If you're willing to go to Delta, Rogers has excellent pricing on regular Coralife T5 fixtures. Good luck on the hunt.

Stuart


----------



## 2wheelsx2 (Apr 21, 2010)

King Ed's also has the older T5's from Coralife and I think it's still 20% off. There's really no need to go to HO's unless you need more light for planting, which you don't. As long as you have enough light to see, that's good enough.

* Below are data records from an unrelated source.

PR #31, opened 2022-12-09
Update das docs with IPFS mirror instructions

Tristan-Wilson:
Also set default guidance for committee members to not use the local-disk-storage, and to enable discarding expired data on other storage types.

Update mirror examples to use
--data-availability.rest-aggregator.sync-to-storage.state-dir to avoid needing to resync from eager-lower-bound-block on restart.

### DIFF
--- a/arbitrum-docs/das/daserver-instructions.md
+++ b/arbitrum-docs/das/daserver-instructions.md
@@ -16,7 +16,7 @@ There are two main interfaces, a REST interface supporting only GET operations a
 
 Committee members listen on the REST interface and additionally listen on the RPC interface for `das_store` RPC messages from the sequencer. The sequencer signs its requests and the committee member checks the signature. The RPC interface also has a health check that checks the underlying storage that responds requests with RPC method `das_healthCheck`.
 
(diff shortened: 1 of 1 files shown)


arbitrum-docs/das/daserver-instructions.md
```diff
@@ -1,24 +1,38 @@
...
 
 Committee members listen on the REST interface and additionally listen on the RPC interface for `das_store` RPC messages from the sequencer. The sequencer signs its requests and the committee member checks the signature. The RPC interface also has a health check that checks the underlying storage that responds requests with RPC method `das_healthCheck`.
 
+IPFS is an alternative interface serving batch retrieval. A mirror can be configured to sync and pin batches to its local IPFS repository, then act as a node in the IPFS peer-to-peer network. A Nitro node that is configured to use IPFS that is syncing an AnyTrust chain that will use the batch hashes from L1 to find the batch data on the IPFS peer-to-peer network. Depending on network configuration that Nitro node may then also act as an IPFS node serving the batch data.
```
DZGoldman, line 19:
```suggestion
IPFS is an alternative interface serving batch retrieval. A mirror can be configured to sync and pin batches to its local IPFS repository, then act as a node in the IPFS peer-to-peer network. A Nitro node that is configured to use IPFS that is syncing an AnyTrust chain will use the batch hashes from L1 to find the batch data on the IPFS peer-to-peer network. Depending on network configuration, that Nitro node may then also act as an IPFS node serving the batch data.
```

DZGoldman (approved):
don't know if the config files and such need review (which I'm not the one for), but if not go ahead and merge @Tristan-Wilson

PR #53, opened 2022-12-20
...fix more broken links

DZGoldman:


fionnachan (approved):
That's unexpected from docusaurus 🥲

PR #56, opened 2022-12-24
Update why-nitro.mdx

clarus:


DZGoldman:
i'll let fine folks at cnbc [explain](https://www.cnbctv18.com/cryptocurrency/crypto-slang-wen-moon-rekt-rugged-flippening-nfa-14802321.htm) :)

clarus:
Ah OK interesting, thanks!

PR #58, opened 2022-12-27
Rename mainnet-beta.mdx to .arbitrum-mainnet-beta.mdx

Devjulius080:
The mainet of arbitrum under Ethereum Network


DZGoldman:
hi doesn't seem necessary (as its already under aribtrum-docs);(also all the link page-ids would need to be updated too)

PR #62, opened 2022-12-29
feat: add last updated time

fionnachan:
saw this config available on docusaurus
TBD: will it be useful?


DZGoldman (approved):
I like it; might be slightly misleading since any diff will trigger it, but I think it's a net good; lgtm

PR #76, opened 2023-01-16
Troubleshooting stubs

symbolpunk:
Stubs out the pages we need based on discussions on Slack [here](https://offchainlabs.slack.com/archives/C04ECJJ6VUH/p1673549984637669?thread_ts=1673546416.266979&cid=C04ECJJ6VUH). 

Notes:

 - I didn't use `*.mdx` extensions - we can actually use MDX components within vanilla markdown files; one benefit of this is that folks who have fresh installations of VS Code aren't required to configure anything in order to get markdown syntax highlighting. Only drawback I can think of is inconsistency between this and the existing norm of using `*.mdx`. Happy to pull up to norm ofc.
 
 - Tried my best to place these stubs in the file directories that match the sidebar structure. Possible benefit of this is that markdown files corresponding to docs are more easily findable.

 - We could introduce a `For Users` header link to bring us one step closer to identity-oriented header sections (eg `Users`, `Developers`, `Node runners`, `Researchers`, etc). Not yet aligned on this IA (alignment doc is [here](https://www.notion.so/arbitrum/FAQs-Glossaries-and-Info-Architecture-8ce21ee0e2a74212a6fe27903dd4bb88)). User-specific troubleshooting doc is stubbed here, not linked from a sidebar yet. Current idea is to stick user-specific troubleshooting into the root Troubleshooting doc until we have the `Users` header + docs.

 - Introduced YAML frontmatter as a possible standardization of the way that we align on metadata like content type, target audience, sme-owner, description (for SEO), title, etc. All of this could be pulled from Notion eventually
 
 - Next step is to fill it up with content pulled from Notion, coming soon 🎉


DZGoldman:
maybe for now (until we align on a broader restructuring) the "user troubleshooting" can be linked to under "intro" (since that's kind of the closing thing to be user-directed)?

DZGoldman (approved):

PR #97, opened 2023-02-06
adding lunr.js with contextual search

chrisco255:
Screen Shot 2023-02-05 at 8 07 43 PM

Adds contextual search with lunr.js as local search engine.

### DIFF
--- a/website/src/theme/SearchBar/index.js
+++ b/website/src/theme/SearchBar/index.js
@@ -1,0 +1,135 @@
+import React, { useRef, useCallback, useState, useEffect } from "react";
+import classnames from "classnames";
+import { useHistory } from "@docusaurus/router";
+import useDocusaurusContext from "@docusaurus/useDocusaurusContext";
+import { usePluginData } from '@docusaurus/useGlobalData';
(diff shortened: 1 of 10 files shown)


website/src/theme/SearchBar/index.js
```diff
@@ -0,0 +1,135 @@
+import React, { useRef, useCallback, useState, useEffect } from "react";
```
DZGoldman, line 1: Maybe we include an inline comment with a link to the source of this code? (I believe [this](https://code.davidawindham.com/david/til/commit/6e35b1bbe2804bb17bf91b32cc77f77303fcf7a0))

DZGoldman (changes requested):

website/src/theme/SearchBar/index.js
DZGoldman: ...actually maybe I misunderstood - was this all just the content that was autogenned w/ swizzle? @chrisco255

chrisco255: yeah it was autogenerated from Swizzle but I did add a little but of custom CSS

DZGoldman (approved):
lgtm!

The fish don't need the light.


----------



## Mferko (Jun 8, 2010)

thanks everyone for the quick reply im off to king eds


----------



## ninez (Apr 21, 2010)

KE has no more 20% off.
I was just there, but kathy gave me 20% at then end.


----------



## Mferko (Jun 8, 2010)

ya i got 10% off, still happy tho


----------



## Rajan (Apr 21, 2010)

how much was it and what kind and watts


----------



## Mferko (Jun 8, 2010)

30 inch coralife 2x 18W fixture with 6700 and colormax bulb was 64.99 - 6.50 (10%)
and i got an actinic bulb for 19.99 and they took $4 off that (20%)


----------



## Rajan (Apr 21, 2010)

wow not bad price and im asking cause im looking for one also but its for my saltwater thats why. thanks bud


----------



## Mferko (Jun 8, 2010)

no problem, its a really nice slim fixture with black aluminum finish and an acrylic cover, not bad for the price
the fish look amazing now with the actinic light, before i just had a single 10k 18w bulb


----------



## adanac50 (Apr 26, 2010)

I was at King Ed's yesterday, they still gave me 20% off a
T5 48" Colormax...apparently sale ends this Sunday.


----------